Nowadays, combined techniques have been considered for NGT placement especially in unconscious patients. Gatack et al. performed a study evaluating the combined facilitating effects of reverse Sellick’s maneuver and neck flexion [9]. In another study, Kirtania et al. showed that esophageal guide wire assisted insertion while maintaining manual forward laryngeal displacement resulted in more successful attempts compared to the technique of head flexion while maintaining lateral neck pressure [7]. Both techniques, like ours, showed the positive results with combining different techniques. One of the most important points regarding correct NGT placement is to develop interventions based on primary caregivers’ knowledge and skills with regard to NGT insertion techniques [20]. This is one of the strengths of our trial as we provided training for our nurses and physicians before starting this trial which may affect the results in the way that produces such a high success rate. This is the first clinical trial regarding efficacy of SORT maneuver in the insertion of NGT in humans and for generalizing the results, we need more trials. Thence, this method may be used as an ideal and simple method for NGT insertion in different situations like TEE as mentioned by Najafi et al. [13].

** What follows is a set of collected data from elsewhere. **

PR #118, opened 2025-01-28
Plymouth analysis

lizgzil:
---

- no weighting applied for features

# Description

Please include a summary of the changes.

Fixes # (issue)

# Instructions for Reviewer

# Checklist:

- [ ] I have tested the code

### DIFF
--- a/asf_heat_pump_suitability/analysis/area_specific/combine_plymouth_data.py
+++ b/asf_heat_pump_suitability/analysis/area_specific/combine_plymouth_data.py
@@ -96,18 +96,69 @@ def get_tech_suitability_overall_type(ashp, hn, ashp_high_thresh, hn_high_thresh
 
 # Ad hoc manually created categories for Plymouth
 def get_tech_suitability_manual(ashp, hn):
-    if ashp < 0.68:
+    if (ashp < 0.68) & (hn > 0.7):
         return "HN suitable"
     else:
-        if (hn > 0.46) & (ashp < 0.82):
+        if ashp < 0.82:
             return "Multiple technologies may be feasible"
         else:
             return "ASHP suitable"
 
 
+def add_tenure_proportions(lsoa_df: pd.DataFrame) -> pd.DataFrame:
+
+    # Join with tenure data
+    census_tenure = get_target.transform_df_target_tenure()
+    lsoa_df_tenure = lsoa_df.merge(census_tenure.to_pandas(), how="left", on="lsoa")
+
+    # Get proportions of each tenure type
+    tenure_types = ["owner-occupied", "rental (social)", "rental (private)"]
+    lsoa_df_tenure["total_census_tenure_properties"] = lsoa_df_tenure[tenure_types].sum(
+        axis=1
+    )
+    for tenure_type in tenure_types:
+        lsoa_df_tenure[f"Proportion {tenure_type}"] = (
+            lsoa_df_tenure[tenure_type]
+            / lsoa_df_tenure["total_census_tenure_properties"]
+        )
+
+    return lsoa_df_tenure
+
+
+def get_lsoa_proportion_flats(per_property_df: pd.DataFrame) -> pd.DataFrame:
+
+    # Proportion of flats per LSOA
+    per_property_df["is_flat"] = (
+        per_property_df["property_type"] == "Flat, maisonette or apartment"
+    ).astype(int)
+    per_property_df_grouped = per_property_df.groupby("lsoa")
+    num_flats_per_lsoa = per_property_df_grouped["is_flat"].sum().reset_index()
+    num_props_per_lsoa = per_property_df_grouped.size().reset_index()
+    flats_per_lsoa = num_flats_per_lsoa.merge(num_props_per_lsoa, on="lsoa")
+    flats_per_lsoa["%flats"] = flats_per_lsoa["is_flat"] * 100 / flats_per_lsoa[0]
+
+    return flats_per_lsoa
+
+
 if __name__ == "__main__":
 
-    # Suitability scores + features per property
+    # Suitability per LSOA
+    suitability_data = pd.read_parquet(suitablitity_per_lsoa_file)
+
+    # Filter data for a particular place
+
+    place_name = "Plymouth"  # Word in the LSOA name
+    plymouth_lsoas_df = suitability_data[
+        suitability_data["lsoa_name"].apply(lambda x: place_name in str(x))
+    ]
+    plymouth_lsoas_list = list(plymouth_lsoas_df["lsoa"].unique())
+
+    plymouth_lsoas_df = add_tenure_proportions(plymouth_lsoas_df)
+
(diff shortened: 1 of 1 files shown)


asf_heat_pump_suitability/analysis/area_specific/combine_plymouth_data.py
```diff
@@ -0,0 +1,331 @@
...
+
+# Ad hoc manually created categories for Plymouth
+def get_tech_suitability_manual(ashp, hn):
+    if (ashp < 0.68) & (hn > 0.7):
+        return "HN suitable"
+    else:
+        if ashp < 0.82:
+            return "Multiple technologies may be feasible"
+        else:
+            return "ASHP suitable"
```
crispy-wonton, line 58: I may be misinterpreting the use case of this function but is there an outcome missing where none is suitable?

E.g. it looks like if `ashp == 0` and `hn == 0` for example, the function would return `"Multiple technologies may be feasible"` even though none are.

asf_heat_pump_suitability/analysis/area_specific/combine_plymouth_data.py
```diff
@@ -0,0 +1,331 @@
...
+    # Features per property
+
+    per_prop_data = pl.read_parquet(
+        suitability_per_property_file,
+        columns=[
+            "UPRN",
+            "lsoa",
+            "LATITUDE",
+            "LONGITUDE",
+            "UPRN_duplicated",
```
crispy-wonton, line 123: This needs to be removed from the suitability per property file. Not sure why it's still in there, I thought I had fixed the issue.

asf_heat_pump_suitability/analysis/area_specific/combine_plymouth_data.py
```diff
@@ -0,0 +1,331 @@
...
+        census_prop_type_plymouth.to_pandas()[["lsoa", "census_%flats"]],
+        how="left",
+        on="lsoa",
+    )
+
+    # Get categorisations of HN/ASHP zones
+
+    plymouth_lsoas_gdf = plymouth_lsoas_gdf.round(3).rename(columns=column_rename_dict)
+
+    quantile_thresh = 0.6
```
crispy-wonton: What's the reason for choosing 0.6?

asf_heat_pump_suitability/analysis/area_specific/combine_plymouth_data.py
```diff
@@ -0,0 +1,331 @@
...
+    ).with_columns(
+        (pl.col("Flat, maisonette or apartment") * 100 / pl.col("sum")).alias(
+            "census_%flats"
+        )
+    )
+    plymouth_lsoas_gdf = plymouth_lsoas_gdf.merge(
+        census_prop_type_plymouth.to_pandas()[["lsoa", "census_%flats"]],
+        how="left",
+        on="lsoa",
+    )
```
crispy-wonton, line 193: I would use these census proportions when it comes to using them, rather than proportions calculated from the EPC data.

asf_heat_pump_suitability/analysis/area_specific/combine_plymouth_data.py
```diff
@@ -0,0 +1,331 @@
...
+                "SGL - Conventional",
+                "SGL - Nesta",
+                "HN - Conventional",
+                "HN - Nesta",
+                "garden_area_m2",
+            ]
+        ).round(3)
+    )
+
+    plymouth_per_prop_data_extra.write_csv("plymouth_per_prop_data_extra.csv")
```
crispy-wonton: This path could be updated to save to the `/outputs` dir instead.

crispy-wonton (commented):
Thanks @lizgzil for working on this analysis!

I ran the code and it worked. The outputs seem ok individually, but the different suitability types seem to be contradictory to me, although maybe this is intended - let me know if so. 

I've joined the results for the following columns in the following order, below and printed their value counts:
Overall suitability type - shared/not -> Overall suitability type -> Manual suitability type
```
Individual suitable only -> ASHP suitable only -> ASHP suitable                                 50
Shared suitable only -> HN suitable only -> Multiple technologies may be feasible               26
Neither suitable -> Neither ASHP or HN suitable -> ASHP suitable                                24
Both individual and shared suitable -> Both ASHP and HN suitable -> ASHP suitable               16
Shared suitable only -> Neither ASHP or HN suitable -> Multiple technologies may be feasible    16
Shared suitable only -> HN suitable only -> ASHP suitable                                       13
Shared suitable only -> HN suitable only -> HN suitable                                         10
Shared suitable only -> Neither ASHP or HN suitable -> ASHP suitable                             7
Individual suitable only -> Neither ASHP or HN suitable -> ASHP suitable                         1
Both individual and shared suitable -> HN suitable only -> ASHP suitable                         1
```

Beyond that, the other functions look correct and appropriate and the code is easy to read. Just needs some refactoring and docstrings.

asf_heat_pump_suitability/analysis/area_specific/combine_plymouth_data.py
lizgzil: I know what you mean. I think the language is because we don't want to say that HPs are never suitable. And either way, for Plymouth (and I think most places) these values are never that low anyway.

asf_heat_pump_suitability/analysis/area_specific/combine_plymouth_data.py
lizgzil: Good to know! I think we did in the maps - but will make sure going forward

asf_heat_pump_suitability/analysis/area_specific/combine_plymouth_data.py
lizgzil: Yeh it feels a bit random, it was because a more normal quantile like 0.75 gave no values for one of the categories, so I felt like I needed to lower it in order to get at least a few LSOAs in each category. Either way, we didn't actually use this categorisation in the mapping, so this could be deleted.

asf_heat_pump_suitability/analysis/area_specific/combine_plymouth_data.py
lizgzil: very true!

lizgzil:
Thanks a lot for looking at this @crispy-wonton !! 

I think the 3 types of categorisations are confusing and unnecessary anyway since we only use one in the map (the other 2 are legacy).

It didn't feel like there were other bugs you noticed (apart from the UPRN_deduplicated which will probably cause problems in the future), so thinking my next steps are
- clean this notebook up a bit (remove the 3 types of categorisation, save to the outputs folder)
- run with latest data

Then maybe it can be merged and refactoring steps could happen later if/when we apply this to other regions.

lizgzil:
hey @crispy-wonton - I made the changes as mentioned in the previous reply - thanks a lot! I will merge now, and do any refactoring when/if parts of this code are used again.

This study has some limitations. First, this study is not a double-blinded study. Second, we did not enroll children or patients who had not been stabilized. However, the technique should be tested in patients with high risk of NGT insertion difficulty. Although all NGT were inserted by two experienced nurses causing a decrease in the inter-personal variation, we should try this method with different nurses on different populations to generalize the results of this study.

NGT is usually impacted at arytenoid cartilage level and also, inflated balloon of tracheal tube can cause obstruction of the NGT in intubated patients, especially in conditions where cuff pressure measurement is not common. Additionally, cerebral protection is very important in critically ill patients and this technique does not require the use the laryngoscope (that could increase intracranial pressure further). Our four-in-one technique also helps in decreasing the aspiration and ventilator-associated pneumonia chances as this technique does not require deflation of endotracheal tube cuff. We believe that SORT maneuver is a simple technique and does not need any skill for its insertion, but we need more trials to confirm this hypothesis in unskilled inserters. In future, larger studies involving those populations may consolidate the suitability of these modified techniques and may establish the superiority of any of them in the difficult or special situations.


The SORT maneuver has a high success rate for NGT insertion and increases the ease of insertion. Hence, this method may be considered in critically ill patients, but still there is no consensus regarding a standard approach, and the decision must account for every patient individually and on the basis of clinical factors and the operator’s experience and preference.